**Task directions:** Look through the entries that follow and return each line that has the string "more".

**Data to process:**

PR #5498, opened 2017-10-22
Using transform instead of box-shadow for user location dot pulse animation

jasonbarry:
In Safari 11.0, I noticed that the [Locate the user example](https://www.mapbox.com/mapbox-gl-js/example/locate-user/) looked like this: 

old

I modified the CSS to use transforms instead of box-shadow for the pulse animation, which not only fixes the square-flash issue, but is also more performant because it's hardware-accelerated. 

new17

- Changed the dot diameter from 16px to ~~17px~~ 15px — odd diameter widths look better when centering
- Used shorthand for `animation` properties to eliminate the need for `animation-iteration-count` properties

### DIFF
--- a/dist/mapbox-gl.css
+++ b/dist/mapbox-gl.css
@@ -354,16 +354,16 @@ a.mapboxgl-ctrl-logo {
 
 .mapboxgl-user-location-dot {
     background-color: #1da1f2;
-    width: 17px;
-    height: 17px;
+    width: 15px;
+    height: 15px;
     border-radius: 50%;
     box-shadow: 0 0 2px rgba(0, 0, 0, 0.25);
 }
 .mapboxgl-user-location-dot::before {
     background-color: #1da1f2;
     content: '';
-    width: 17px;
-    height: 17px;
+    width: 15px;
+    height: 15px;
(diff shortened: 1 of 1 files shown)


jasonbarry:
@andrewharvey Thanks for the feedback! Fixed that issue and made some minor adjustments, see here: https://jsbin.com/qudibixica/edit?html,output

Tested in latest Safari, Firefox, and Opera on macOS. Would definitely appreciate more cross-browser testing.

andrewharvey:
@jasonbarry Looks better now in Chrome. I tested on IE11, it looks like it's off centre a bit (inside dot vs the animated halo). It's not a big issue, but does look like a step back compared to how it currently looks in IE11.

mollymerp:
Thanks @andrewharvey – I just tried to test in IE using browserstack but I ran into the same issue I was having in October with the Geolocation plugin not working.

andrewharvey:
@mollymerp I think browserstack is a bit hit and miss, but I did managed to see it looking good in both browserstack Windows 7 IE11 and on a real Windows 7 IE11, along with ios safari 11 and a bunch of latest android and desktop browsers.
* * *
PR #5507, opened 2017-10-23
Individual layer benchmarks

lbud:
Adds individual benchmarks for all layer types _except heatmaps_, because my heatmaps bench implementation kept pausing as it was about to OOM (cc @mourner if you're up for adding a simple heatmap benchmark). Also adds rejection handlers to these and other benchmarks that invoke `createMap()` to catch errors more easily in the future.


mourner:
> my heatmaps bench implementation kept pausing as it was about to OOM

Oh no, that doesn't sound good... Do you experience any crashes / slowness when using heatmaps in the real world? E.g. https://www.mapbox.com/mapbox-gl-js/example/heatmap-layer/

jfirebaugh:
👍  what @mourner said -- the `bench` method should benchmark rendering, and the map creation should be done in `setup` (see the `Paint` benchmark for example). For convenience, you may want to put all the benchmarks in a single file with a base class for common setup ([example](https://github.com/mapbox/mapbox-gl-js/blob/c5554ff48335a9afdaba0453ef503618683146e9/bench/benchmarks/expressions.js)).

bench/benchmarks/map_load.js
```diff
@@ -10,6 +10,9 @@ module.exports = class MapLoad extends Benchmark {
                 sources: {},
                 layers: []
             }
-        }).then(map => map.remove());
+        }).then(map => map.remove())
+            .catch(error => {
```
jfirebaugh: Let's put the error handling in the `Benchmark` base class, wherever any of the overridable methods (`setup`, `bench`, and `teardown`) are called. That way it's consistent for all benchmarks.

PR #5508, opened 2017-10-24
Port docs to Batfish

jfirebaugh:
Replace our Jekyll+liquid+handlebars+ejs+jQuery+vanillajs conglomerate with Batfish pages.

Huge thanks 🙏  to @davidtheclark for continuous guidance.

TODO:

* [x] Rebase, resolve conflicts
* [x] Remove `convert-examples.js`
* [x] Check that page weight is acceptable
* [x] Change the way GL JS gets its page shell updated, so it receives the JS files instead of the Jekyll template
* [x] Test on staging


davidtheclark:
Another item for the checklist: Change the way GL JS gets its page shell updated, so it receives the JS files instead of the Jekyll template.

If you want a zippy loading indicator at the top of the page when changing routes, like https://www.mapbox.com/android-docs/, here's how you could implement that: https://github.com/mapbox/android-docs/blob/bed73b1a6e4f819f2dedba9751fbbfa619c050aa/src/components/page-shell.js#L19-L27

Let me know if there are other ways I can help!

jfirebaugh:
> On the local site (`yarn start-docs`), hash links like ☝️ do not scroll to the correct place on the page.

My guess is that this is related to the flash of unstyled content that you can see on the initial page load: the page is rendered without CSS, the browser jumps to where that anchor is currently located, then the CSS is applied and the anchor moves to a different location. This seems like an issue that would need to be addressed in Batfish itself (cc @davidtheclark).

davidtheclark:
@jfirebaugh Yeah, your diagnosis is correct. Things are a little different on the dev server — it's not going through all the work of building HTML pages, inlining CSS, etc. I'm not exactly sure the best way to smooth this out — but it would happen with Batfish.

**Expected answer:**
I modified the CSS to use transforms instead of box-shadow for the pulse animation, which not only fixes the square-flash issue, but is also more performant because it's hardware-accelerated. 
Tested in latest Safari, Firefox, and Opera on macOS. Would definitely appreciate more cross-browser testing.
Adds individual benchmarks for all layer types _except heatmaps_, because my heatmaps bench implementation kept pausing as it was about to OOM (cc @mourner if you're up for adding a simple heatmap benchmark). Also adds rejection handlers to these and other benchmarks that invoke `createMap()` to catch errors more easily in the future.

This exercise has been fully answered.